All the algorithms except the `lsqlin`

active-set
algorithm are large-scale; see Large-Scale vs. Medium-Scale Algorithms. For a general survey
of nonlinear least-squares methods, see Dennis [8]. Specific details on the Levenberg-Marquardt
method can be found in Moré [28].

Many of the methods used in Optimization Toolbox solvers
are based on *trust regions,* a simple yet powerful
concept in optimization.

To understand the trust-region approach to optimization, consider
the unconstrained minimization problem, minimize *f*(*x*),
where the function takes vector arguments and returns scalars. Suppose
you are at a point *x* in *n*-space
and you want to improve, i.e., move to a point with a lower function
value. The basic idea is to approximate *f* with
a simpler function *q*, which reasonably reflects
the behavior of function *f* in a neighborhood *N* around
the point *x*. This neighborhood is the trust region.
A trial step *s* is computed by minimizing (or approximately
minimizing) over *N*. This is the trust-region subproblem,

$$\underset{s}{\mathrm{min}}\left\{q(s),\text{}s\in N\right\}.$$ | (10-1) |

The current point is updated to be *x* + *s* if *f*(*x* + *s*) < *f*(*x*);
otherwise, the current point remains unchanged and *N*,
the region of trust, is shrunk and the trial step computation is repeated.

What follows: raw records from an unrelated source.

PR #109, opened 2023-07-20
Add KafkaProducerPoolConfig

z0isch:
https://app.asana.com/0/1201325186562318/1204292061062064/f

We will probably want the ability to set poolSize as env variable, so this exposes a way to do that.

### DIFF
--- a/library/Freckle/App/Kafka.hs
+++ b/library/Freckle/App/Kafka.hs
@@ -1,7 +1,10 @@
+{-# LANGUAGE ApplicativeDo #-}
 {-# LANGUAGE NamedFieldPuns #-}
 
 module Freckle.App.Kafka
   ( envKafkaBrokerAddresses
+  , KafkaProducerPoolConfig (..)
+  , envKafkaProducerPoolConfig
   , KafkaProducerPool (..)
   , HasKafkaProducerPool (..)
   , createKafkaProducerPool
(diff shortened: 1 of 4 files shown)


library/Freckle/App/Kafka.hs
```diff
@@ -40,37 +43,58 @@ readKafkaBrokerAddresses t = case NE.nonEmpty $ T.splitOn "," $ T.pack t of
...
   -- ^ Maximum number of resources to keep open per stripe.  The
   -- smallest acceptable value is 1.
   --
   -- Requests for resources will block if this limit is reached on a
   -- single stripe, even if other stripes have idle resources
   -- available.
+  }
+  deriving stock (Show)
+
+-- Same defaults as `Database.Persist.Sql.ConnectionPoolConfig`
```
pbrisbin, line 67:
```suggestion
-- | Same defaults as 'Database.Persist.Sql.ConnectionPoolConfig'
```

library/Freckle/App/Kafka.hs
```diff
@@ -40,37 +43,58 @@ readKafkaBrokerAddresses t = case NE.nonEmpty $ T.splitOn "," $ T.pack t of
...
+defaultKafkaProducerPoolConfig :: KafkaProducerPoolConfig
+defaultKafkaProducerPoolConfig = KafkaProducerPoolConfig 1 600 10
+
+envKafkaProducerPoolConfig
+  :: Env.Parser Env.Error KafkaProducerPoolConfig
+envKafkaProducerPoolConfig = do
+  poolSize <- Env.var Env.auto "KAFKA_PRODUCER_POOL_SIZE" $ Env.def 10
+  pure $ defaultKafkaProducerPoolConfig {kafkaProducerPoolConfigSize = poolSize}
```
pbrisbin, line 75: Whoa, we got some `ApplicativeDo` 'round here?

pbrisbin (approved):
LGTM.

Another speed-up tip: just leave this PR open and use a `git` extra-dep in backend. Only bump/merge/release when you're happily in prod.

library/Freckle/App/Kafka.hs
z0isch: `Parser` is only `Applicative`, so in order to write monadic looking parsers you have to enable it. I think we have it in some other `Parser` in `core` too.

The key questions in defining a specific trust-region approach
to minimizing *f*(*x*) are how to
choose and compute the approximation *q* (defined
at the current point *x*), how to choose and modify
the trust region *N*, and how accurately to solve
the trust-region subproblem. This section focuses on the unconstrained
problem. Later sections discuss additional complications due to the
presence of constraints on the variables.

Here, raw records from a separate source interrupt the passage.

PR #110, opened 2023-08-03
add Freckle.Test.Yesod and related modules

chris-martin:
Extracted from megarepo, organized and documented a bit better, and added the `MonadYesodExample` class.


chris-martin:
I've so far not able to get the dependencies configured with the older Stackage sets, and not sure what way to go about that.

library/Freckle/Test/Yesod/GeneralAssertions.hs
```diff
@@ -0,0 +1,40 @@
+module Freckle.Test.Yesod.GeneralAssertions
```
pbrisbin, line 1: You'll want to make sure every assertion here has `HasCallStack` all the way down (to include `liftYesodExample`, I believe) . Otherwise, the test failures will be reported as failing at the site of the underlying call(s) in this module, instead of the location of the test.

In the standard trust-region method ([48]), the quadratic approximation *q* is
defined by the first two terms of the Taylor approximation to *F* at *x*;
the neighborhood *N* is usually spherical or ellipsoidal
in shape. Mathematically the trust-region subproblem is typically
stated

$$\mathrm{min}\left\{\frac{1}{2}{s}^{T}Hs+{s}^{T}g\text{suchthat}\Vert Ds\Vert \le \Delta \right\},$$ | (10-2) |

where *g* is the gradient of *f* at
the current point *x*, *H* is the
Hessian matrix (the symmetric matrix of second derivatives), *D* is
a diagonal scaling matrix, Δ is a positive scalar, and ∥
. ∥ is the 2-norm. Good algorithms exist for solving Equation 10-2 (see [48]); such algorithms typically involve the
computation of a full eigensystem and a Newton process applied to
the secular equation

$$\frac{1}{\Delta}-\frac{1}{\Vert s\Vert}=0.$$

Such algorithms provide an accurate solution to Equation 10-2. However, they
require time proportional to several factorizations of *H*.
Therefore, for trust-region problems a different approach is needed.
Several approximation and heuristic strategies, based on Equation 10-2, have been proposed
in the literature ([42] and [50]). The approximation approach followed
in Optimization Toolbox solvers is to restrict the trust-region
subproblem to a two-dimensional subspace *S* ([39] and [42]).
Once the subspace *S* has been computed, the work
to solve Equation 10-2 is
trivial even if full eigenvalue/eigenvector information is needed
(since in the subspace, the problem is only two-dimensional). The
dominant work has now shifted to the determination of the subspace.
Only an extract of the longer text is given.